● TASK DIRECTIONS
Write back every record verbatim.

● DATA SUPPLIED
PR #1073, opened 2022-07-25
Improve noProof oracle endpoint and fast-failure of proof endpoint

area:
When I made the `noProof` endpoint, I removed the logic around building the tree, as it wasn't needed. But I could have also removed the bit where it loads all reputations in the state from the database! So I've done that. Similarly, the proof endpoint will now not load all reputations just to check if the requested reputation does not exist.

### DIFF
--- a/packages/reputation-miner/ReputationMiner.js
+++ b/packages/reputation-miner/ReputationMiner.js
@@ -201,6 +201,7 @@ class ReputationMiner {
     );
 
     this.queries.getReputationStateCount = this.db.prepare(`SELECT COUNT ( * ) AS "n" FROM reputation_states WHERE root_hash=? AND n_leaves=?`);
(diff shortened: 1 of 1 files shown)


arrenv:
Nice one, this should clean up the browser console a little :)

packages/reputation-miner/ReputationMiner.js
```diff
@@ -901,8 +902,8 @@ class ReputationMiner {
 
     // Not in the accepted or next tree, so let's look at the DB
 
-    const allReputations = await this.queries.getAllReputationsInHash.all(rootHash);
-    if (allReputations.length === 0) {
+    const res = await this.queries.getReputationHashCount.get(rootHash);
```
kronosapiens, line 905: Efficient!

kronosapiens (approved):

kronosapiens (approved):

PR #1074, opened 2022-07-29
Make metatransaction broadcaster estimateGas call stricter

area:
[Some spotty tests](https://app.circleci.com/pipelines/github/JoinColony/colonyNetwork/4687/workflows/40ffdd4e-f7c0-4622-b067-f542948f33c3/jobs/25046) came down to some behaviour here, where the oracle took a long time to responsd, and on thinking about it it did raise a potential issue with the broadcaster, so have decided to change its behaviour slightly (already cleared with the frontend). By including the gas limit with `estimateGas`, we return as quickly as possible. We lose information about whether the transaction fails or is too expensive, but I think that's fine to prevent people deliberately trying metatransactions that use a lot of gas to slow down / DoS the oracle (which is still possible, just harder).

### DIFF
--- a/packages/metatransaction-broadcaster/MetatransactionBroadcaster.js
+++ b/packages/metatransaction-broadcaster/MetatransactionBroadcaster.js
@@ -46,20 +46,12 @@ class MetatransactionBroadcaster {
         let gasEstimate;
 
         try {
-          gasEstimate = await contract.estimateGas.executeMetaTransaction(userAddress, payload, r, s, v, { gasPrice: this.gasPrice });
-          if (gasEstimate > gasLimit) {
-            return res.status(400).send({
-              status: "fail",
-              data: {
-                payload: "Transaction too expensive and will not be broadcast",
-              },
-            });
-          }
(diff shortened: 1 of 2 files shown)


packages/metatransaction-broadcaster/MetatransactionBroadcaster.js
```diff
@@ -46,20 +46,12 @@ class MetatransactionBroadcaster {
...
-              },
-            });
-          }
+          gasEstimate = await contract.estimateGas.executeMetaTransaction(userAddress, payload, r, s, v, { gasPrice: this.gasPrice, gasLimit });
         } catch (err) {
           return res.status(400).send({
             status: "fail",
             data: {
-              payload: "Transaction reverts and will not be broadcast",
+              payload: "Transaction reverts and will not be broadcast. It either fails outright, or uses too much gas.",
```
kronosapiens, line 54: I'm inclined to suggest we save all error messages to variables and use the variables here, but it's little more than a vague notion so I'll just let you think about it.

kronosapiens (approved):

PR #1075, opened 2022-07-29
Remove ganache-core

area:
When we did #1052, we upgraded to the new `ganache`, but we clung on to `ganache-core` for the smoke tests. This was because the [internals of the provider were no longer available](https://github.com/trufflesuite/ganache/issues/3076), but the latest release of ganache has provided a mechanism (`eth_getProof`) to get the state hash again.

● ANSWER
PR #1073, opened 2022-07-25
Improve noProof oracle endpoint and fast-failure of proof endpoint

area:
When I made the `noProof` endpoint, I removed the logic around building the tree, as it wasn't needed. But I could have also removed the bit where it loads all reputations in the state from the database! So I've done that. Similarly, the proof endpoint will now not load all reputations just to check if the requested reputation does not exist.

### DIFF
--- a/packages/reputation-miner/ReputationMiner.js
+++ b/packages/reputation-miner/ReputationMiner.js
@@ -201,6 +201,7 @@ class ReputationMiner {
     );
 
     this.queries.getReputationStateCount = this.db.prepare(`SELECT COUNT ( * ) AS "n" FROM reputation_states WHERE root_hash=? AND n_leaves=?`);
(diff shortened: 1 of 1 files shown)


arrenv:
Nice one, this should clean up the browser console a little :)

packages/reputation-miner/ReputationMiner.js
```diff
@@ -901,8 +902,8 @@ class ReputationMiner {
 
     // Not in the accepted or next tree, so let's look at the DB
 
-    const allReputations = await this.queries.getAllReputationsInHash.all(rootHash);
-    if (allReputations.length === 0) {
+    const res = await this.queries.getReputationHashCount.get(rootHash);
```
kronosapiens, line 905: Efficient!

kronosapiens (approved):

kronosapiens (approved):

PR #1074, opened 2022-07-29
Make metatransaction broadcaster estimateGas call stricter

area:
[Some spotty tests](https://app.circleci.com/pipelines/github/JoinColony/colonyNetwork/4687/workflows/40ffdd4e-f7c0-4622-b067-f542948f33c3/jobs/25046) came down to some behaviour here, where the oracle took a long time to responsd, and on thinking about it it did raise a potential issue with the broadcaster, so have decided to change its behaviour slightly (already cleared with the frontend). By including the gas limit with `estimateGas`, we return as quickly as possible. We lose information about whether the transaction fails or is too expensive, but I think that's fine to prevent people deliberately trying metatransactions that use a lot of gas to slow down / DoS the oracle (which is still possible, just harder).

### DIFF
--- a/packages/metatransaction-broadcaster/MetatransactionBroadcaster.js
+++ b/packages/metatransaction-broadcaster/MetatransactionBroadcaster.js
@@ -46,20 +46,12 @@ class MetatransactionBroadcaster {
         let gasEstimate;
 
         try {
-          gasEstimate = await contract.estimateGas.executeMetaTransaction(userAddress, payload, r, s, v, { gasPrice: this.gasPrice });
-          if (gasEstimate > gasLimit) {
-            return res.status(400).send({
-              status: "fail",
-              data: {
-                payload: "Transaction too expensive and will not be broadcast",
-              },
-            });
-          }
(diff shortened: 1 of 2 files shown)


packages/metatransaction-broadcaster/MetatransactionBroadcaster.js
```diff
@@ -46,20 +46,12 @@ class MetatransactionBroadcaster {
...
-              },
-            });
-          }
+          gasEstimate = await contract.estimateGas.executeMetaTransaction(userAddress, payload, r, s, v, { gasPrice: this.gasPrice, gasLimit });
         } catch (err) {
           return res.status(400).send({
             status: "fail",
             data: {
-              payload: "Transaction reverts and will not be broadcast",
+              payload: "Transaction reverts and will not be broadcast. It either fails outright, or uses too much gas.",
```
kronosapiens, line 54: I'm inclined to suggest we save all error messages to variables and use the variables here, but it's little more than a vague notion so I'll just let you think about it.

kronosapiens (approved):

PR #1075, opened 2022-07-29
Remove ganache-core

area:
When we did #1052, we upgraded to the new `ganache`, but we clung on to `ganache-core` for the smoke tests. This was because the [internals of the provider were no longer available](https://github.com/trufflesuite/ganache/issues/3076), but the latest release of ganache has provided a mechanism (`eth_getProof`) to get the state hash again.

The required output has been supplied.